» Activity
A verbatim repeat of the records beneath this line is needed.

--- Available data Enclosed Below ---

PR #3607, opened 2021-06-09
refactor of filters front end code (removing moj dependency)

alexbowen:
no ticket

@csutter bought up the MOJ frontend dependency we have. And off the back of it this PR has given me great pleasure

## Changes in this PR:

- it turns out MOJ was purely for a specific part of the filters UI and it has been on the radar to remove the dependency for sometime and this PR removes it. removes ~70k of unminified CSS that we were using for 2 or 3 style rules.
- talked to @jesseyuen about a few filters related bits and i have refactored a heading that was being used as a button on mobile. now it is a button on mobile and h3 on desktop.
- tightened up the filters JS unit tests so the tests are a bit more tied to to the script it is testing in terms of HTML selectors used otherwise false positives could creep in.

there is no before and after as they should be exactly the same. the one area changed as described above follows

(ignore the showing x results of ... part which looks nasty. again mentioned this to @jesseyuen but i will adress that in separate PR as its not really anything to do with filters)

### Before
Screenshot 2021-06-09 at 15 35 04

Screenshot 2021-06-09 at 15 40 48

### After
Screenshot 2021-06-09 at 15 56 15

Screenshot 2021-06-09 at 15 40 39

### DIFF
--- a/app/components/filters_component/filters_component.scss
+++ b/app/components/filters_component/filters_component.scss
@@ -32,6 +32,7 @@
 
         .filters-component--show-mobile-open {
           display: block;
+          top: 6px;
         }
 
         .filters-component__groups {
@@ -46,17 +47,25 @@
           .filters-component__heading-applied {
             display: none;
           }
+
+          .govuk-heading-s {
+            display: block;
+          }
+
+          .govuk-button {
+            display: none;
+          }
         }
       }
     }
   }
 
-  .govuk-link {
+  .filters-button {
     background: none;
     border: 0;
     color: $govuk-link-colour;
     cursor: pointer;
-    font-size: 1rem;
+    font-size: 0.9rem;
     padding: 0;
     position: absolute;
     right: 0;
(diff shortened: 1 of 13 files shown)


csutter (approved):
Nice one! 👏

alexbowen:
thanks @csutter think there some specs that still use some moj selectors ill look at now...

jesseyuen:
I'd like to suggest a copy change here @alexbowen. The new filter button doesn't actually do the filtering so I'm suggesting we use `Show filters (1 applied)` instead of the `Filter results` which suggests the button does the filtering.

alexbowen:
> I'd like to suggest a copy change here @alexbowen. The new filter button doesn't actually do the filtering so I'm suggesting we use `Show filters (1 applied)` instead of the `Filter results` which suggests the button does the filtering.

i put screenshot i did make that change @jesseyuen

app/components/filters_component/filters_component.scss
```diff
@@ -225,13 +257,13 @@
 }
 
 // misc (for dashboard)
-.moj-filter-sidebar {
-  &.moj-filter-sidebar__hidden {
+.moj-remove-filter-sidebar {
```
alexbowen, line 260: forgot about these too..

--- End of Enclosed Available data ---

» Solution to the exercise
PR #3607, opened 2021-06-09
refactor of filters front end code (removing moj dependency)

alexbowen:
no ticket

@csutter bought up the MOJ frontend dependency we have. And off the back of it this PR has given me great pleasure

## Changes in this PR:

- it turns out MOJ was purely for a specific part of the filters UI and it has been on the radar to remove the dependency for sometime and this PR removes it. removes ~70k of unminified CSS that we were using for 2 or 3 style rules.
- talked to @jesseyuen about a few filters related bits and i have refactored a heading that was being used as a button on mobile. now it is a button on mobile and h3 on desktop.
- tightened up the filters JS unit tests so the tests are a bit more tied to to the script it is testing in terms of HTML selectors used otherwise false positives could creep in.

there is no before and after as they should be exactly the same. the one area changed as described above follows

(ignore the showing x results of ... part which looks nasty. again mentioned this to @jesseyuen but i will adress that in separate PR as its not really anything to do with filters)

### Before
Screenshot 2021-06-09 at 15 35 04

Screenshot 2021-06-09 at 15 40 48

### After
Screenshot 2021-06-09 at 15 56 15

Screenshot 2021-06-09 at 15 40 39

### DIFF
--- a/app/components/filters_component/filters_component.scss
+++ b/app/components/filters_component/filters_component.scss
@@ -32,6 +32,7 @@
 
         .filters-component--show-mobile-open {
           display: block;
+          top: 6px;
         }
 
         .filters-component__groups {
@@ -46,17 +47,25 @@
           .filters-component__heading-applied {
             display: none;
           }
+
+          .govuk-heading-s {
+            display: block;
+          }
+
+          .govuk-button {
+            display: none;
+          }
         }
       }
     }
   }
 
-  .govuk-link {
+  .filters-button {
     background: none;
     border: 0;
     color: $govuk-link-colour;
     cursor: pointer;
-    font-size: 1rem;
+    font-size: 0.9rem;
     padding: 0;
     position: absolute;
     right: 0;
(diff shortened: 1 of 13 files shown)


csutter (approved):
Nice one! 👏

alexbowen:
thanks @csutter think there some specs that still use some moj selectors ill look at now...

jesseyuen:
I'd like to suggest a copy change here @alexbowen. The new filter button doesn't actually do the filtering so I'm suggesting we use `Show filters (1 applied)` instead of the `Filter results` which suggests the button does the filtering.

alexbowen:
> I'd like to suggest a copy change here @alexbowen. The new filter button doesn't actually do the filtering so I'm suggesting we use `Show filters (1 applied)` instead of the `Filter results` which suggests the button does the filtering.

i put screenshot i did make that change @jesseyuen

app/components/filters_component/filters_component.scss
```diff
@@ -225,13 +257,13 @@
 }
 
 // misc (for dashboard)
-.moj-filter-sidebar {
-  &.moj-filter-sidebar__hidden {
+.moj-remove-filter-sidebar {
```
alexbowen, line 260: forgot about these too..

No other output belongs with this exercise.